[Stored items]
● ● ● ●
Issue #4649, opened 2022-09-15
getNeighbors return error


nevermore3:
**Please check the FAQ documentation before raising an issue**

**Describe the bug (__required__)**

```
go from "Tony Parker" over like Where $^.player.age > 37 yield $^ as src

Filter $^.player.age > 37  pushdown to storage
```

getNeighbor's result is 
```
 _vid|_stats|_tag:team:_tag:name|_tag:player:_tag:age:name|_tag:bachelor:_tag:name:speciality|_edge:+like:_dst|_expr|
 "Tony Parker"|__EMPTY__|__EMPTY__|[10,36,"Tony Parker"]|__EMPTY__|__EMPTY__|__EMPTY__|

```

```
go from "Tony Parker" over like Where like.likeness > 100 yield $^ as src

Filter like.likeness>100 pushdown to storage
```

getNeighbor's result is 
```
 _vid|_stats|_tag:team:_tag:name|_tag:player:_tag:age:name|_tag:bachelor:_tag:name:speciality|_edge:+like:_dst|_expr|
 "Tony Parker"|__EMPTY__|__EMPTY__|[10,36,"Tony Parker"]|__EMPTY__|__EMPTY__|__EMPTY__|

```
There will be an error when taking the vertex (should not be return)

Expect
`go from "Tony Parker" over like Where $^.player.age > 36 yield $^ as src`

getNeighbor's result is 
```
 _vid|_stats|_tag:team:_tag:name|_tag:player:_tag:age:name|_tag:bachelor:_tag:name:speciality|_edge:+like:_dst|_expr|

```

**Your Environments (__required__)**

* OS: `uname -a`
* Compiler: `g++ --version` or `clang++ --version`
* CPU: `lscpu`
* Commit id (e.g. `a3ffc7d8`)

**How To Reproduce(__required__)**

1. Step 1
2. Step 2
3. Step 3

**Expected behavior**

**Additional context**

critical27:
Em... GetNeighbors's filter is designed for edge's filter only at the first time...
```
go from "Tony Parker" over like Where $^.player.age > 37 yield $^ as src
```
We could fix it in storage indeed. But how do we handle an expression when contains both tag and edge?

I think there is a way which won't introduce too much changes: only push down edge's filter...

nevermore3:
Logically, we should distinguish whether the tag is not satisfied the condition or the edge is not satisfied the condition, if the tag is not satisfied return nothing else return a record

PR #4671, opened 2022-09-22
add vertex filter for GetNeighbors

nevermore3:
## What type of PR is this?
- [ ] bug
- [ ] feature
- [x] enhancement

#### Issue(s) number: 
close https://github.com/vesoft-inc/nebula/issues/4649

#### Description:

Add vertexFilter to getNeighbor interface, when the filter condition of the  vertex is not satisfied, do not return the data for this vertex and corresponding edge 
 

## Checklist:
Tests:
- [ ] Function test
- [ ] Performance test
- [ ] N/A

Affects:

## Release notes:

> ex. Fixed the bug .....

### DIFF
--- a/src/storage/exec/FilterNode.h
+++ b/src/storage/exec/FilterNode.h
@@ -39,8 +39,13 @@ class FilterNode : public IterateNode<T> {
   FilterNode(RuntimeContext* context,
              IterateNode<T>* upstream,
              StorageExpressionContext* expCtx = nullptr,
-             Expression* exp = nullptr)
-      : IterateNode<T>(upstream), context_(context), expCtx_(expCtx), filterExp_(exp) {
+             Expression* exp = nullptr,
+             Expression* tagFilterExp = nullptr)
+      : IterateNode<T>(upstream),
+        context_(context),
+        expCtx_(expCtx),
+        filterExp_(exp),
+        tagFilterExp_(tagFilterExp) {
     IterateNode<T>::name_ = "FilterNode";
   }
 
@@ -70,10 +75,6 @@ class FilterNode : public IterateNode<T> {
     mode_ = mode;
   }
 
-  void setVertexFilter(Expression* vertexFilter) {
-    vertexFilterExp_ = vertexFilter;
-  }
-
  private:
   bool check() override {
     if (filterExp_ == nullptr) {
@@ -99,8 +100,8 @@ class FilterNode : public IterateNode<T> {
   // return true when the value iter points to a value which can filter
   bool checkTagAndEdge() {
     expCtx_->reset(this->reader(), this->key().str());
-    if (vertexFilterExp_ != nullptr) {
-      auto res = vertexFilterExp_->eval(*expCtx_);
+    if (tagFilterExp_ != nullptr) {
+      auto res = tagFilterExp_->eval(*expCtx_);
       if (!res.isBool() || !res.getBool()) {
         context_->resultStat_ = ResultStatus::TAG_FILTER_OUT;
         return false;
@@ -117,7 +118,7 @@ class FilterNode : public IterateNode<T> {
   RuntimeContext* context_;
   StorageExpressionContext* expCtx_;
   Expression* filterExp_{nullptr};
-  Expression* vertexFilterExp_{nullptr};
+  Expression* tagFilterExp_{nullptr};
   FilterMode mode_{FilterMode::TAG_AND_EDGE};
   int32_t callCheck{0};
 };
--- a/src/storage/exec/FilterNode.h
+++ b/src/storage/exec/FilterNode.h
@@ -55,7 +55,9 @@ class FilterNode : public IterateNode<T> {
         break;
       }
       if (this->valid() && !check()) {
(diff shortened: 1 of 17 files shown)


codesigner:
Please add some description of what this pr for, from code it seems pushdown vertex filter to storage, while graph side logic seems not changed, only pass nullptr to the new added vertex_filte.

nevermore3:
> Please add some description of what this pr for, from code it seems pushdown vertex filter to storage, while graph side logic seems not changed, only pass nullptr to the new added vertex_filte.

Yes, the getNeightbor interface of the graph side behaves the same as before， it is only used for subgraphs

src/storage/query/QueryBaseProcessor-inl.h
```diff
@@ -152,6 +152,13 @@ nebula::cpp2::ErrorCode QueryBaseProcessor<REQ, RESP>::buildFilter(
     if (filter_ == nullptr) {
       return nebula::cpp2::ErrorCode::E_INVALID_FILTER;
     }
+    const auto* vertexFilterStr = getFilter(req, true);
```
critical27, line 155: Be careful here, if the filter is vertex-only, both filter_ and vertexFilter_ will be set, the Filter will eval more than once?

critical27 (commented):
Is it a temporary solution for https://github.com/vesoft-inc/nebula/issues/4649?

nevermore3:
> Is it a temporary solution for #4649?

After discussing with Peng Wei, this is the final solution

src/storage/query/QueryBaseProcessor-inl.h
nevermore3: Yes, it will be executed twice if vertexFilter_ and filter_ are the same And the result is true

critical27: Is `filter` and `vertex-filter` mutually exclusive? (can't set them both at the same request)? If is, we only need to eval once I think~

BTW, where do we extract vertex filter? I didn't see the code to set it.

src/storage/exec/FilterNode.h
```diff
@@ -68,6 +70,10 @@ class FilterNode : public IterateNode<T> {
     mode_ = mode;
   }
 
+  void setVertexFilter(Expression* vertexFilter) {
```
pengweisong, line 73: why not set it through constructor?

src/storage/exec/GetNeighborsNode.h
```diff
@@ -50,6 +50,10 @@ class GetNeighborsNode : public QueryNode<VertexID> {
       return nebula::cpp2::ErrorCode::E_INVALID_DATA;
     }
 
+    if (context_->resultStat_ == ResultStatus::TAG_FILTER_OUT) {
```
pengweisong, line 53: could add some comments.

src/storage/exec/FilterNode.h
```diff
@@ -93,6 +99,13 @@ class FilterNode : public IterateNode<T> {
   // return true when the value iter points to a value which can filter
   bool checkTagAndEdge() {
     expCtx_->reset(this->reader(), this->key().str());
+    if (vertexFilterExp_ != nullptr) {
```
pengweisong, line 102: should this be also evaluated in `checkTagOnly`?

src/storage/query/GetNeighborsProcessor.cpp
```diff
@@ -313,13 +316,16 @@ nebula::cpp2::ErrorCode GetNeighborsProcessor::checkAndBuildContexts(
...
   }
-  code = buildFilter(req, [](const cpp2::GetNeighborsRequest& r) -> const std::string* {
-    if (r.get_traverse_spec().filter_ref().has_value()) {
-      return r.get_traverse_spec().get_filter();
-    } else {
-      return nullptr;
-    }
-  });
+  code =
+      buildFilter(req, [](const cpp2::GetNeighborsRequest& r, bool isVertex) -> const std::string* {
```
pengweisong, line 320: `onlyVertex` may be better then `isVertex`

src/storage/query/QueryBaseProcessor-inl.h
```diff
@@ -152,6 +152,13 @@ nebula::cpp2::ErrorCode QueryBaseProcessor<REQ, RESP>::buildFilter(
...
+    if (vertexFilterStr != nullptr && !vertexFilterStr->empty()) {
+      vertexFilter_ = Expression::decode(pool, *vertexFilterStr);
```
pengweisong, line 157: should `vertexFilter_` be check in `checkExp`?

src/storage/exec/FilterNode.h
nevermore3: fixed

src/storage/query/QueryBaseProcessor-inl.h
nevermore3: vertexfilter is a subset of filter_ and does not need to be checked repeatedly

critical27 (approved):

pengweisong (approved):
Good job

PR #4675, opened 2022-09-23
fix bug of tagless

cangfengzhs:
## What type of PR is this?
- [ ] bug
- [ ] feature
- [ ] enhancement

#### Description:
1. when use_vertex_key=true,not save tagless key 
2. The value of Vertices in show stats needs to be deduplicated

## Checklist:
Tests:
- [ ] Function test
- [ ] Performance test
- [ ] N/A

Affects:

## Release notes:

> ex. Fixed the bug .....


critical27 (approved):
My bad, thx~

panda-sheep (approved):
● ● ● ●
Retype, without changes, the lines from the line holding "nevermore3: vertexfilter is" to the end of the data, both ends included.

nevermore3: vertexfilter is a subset of filter_ and does not need to be checked repeatedly

critical27 (approved):

pengweisong (approved):
Good job

PR #4675, opened 2022-09-23
fix bug of tagless

cangfengzhs:
## What type of PR is this?
- [ ] bug
- [ ] feature
- [ ] enhancement

#### Description:
1. when use_vertex_key=true,not save tagless key 
2. The value of Vertices in show stats needs to be deduplicated

## Checklist:
Tests:
- [ ] Function test
- [ ] Performance test
- [ ] N/A

Affects:

## Release notes:

> ex. Fixed the bug .....


critical27 (approved):
My bad, thx~

panda-sheep (approved):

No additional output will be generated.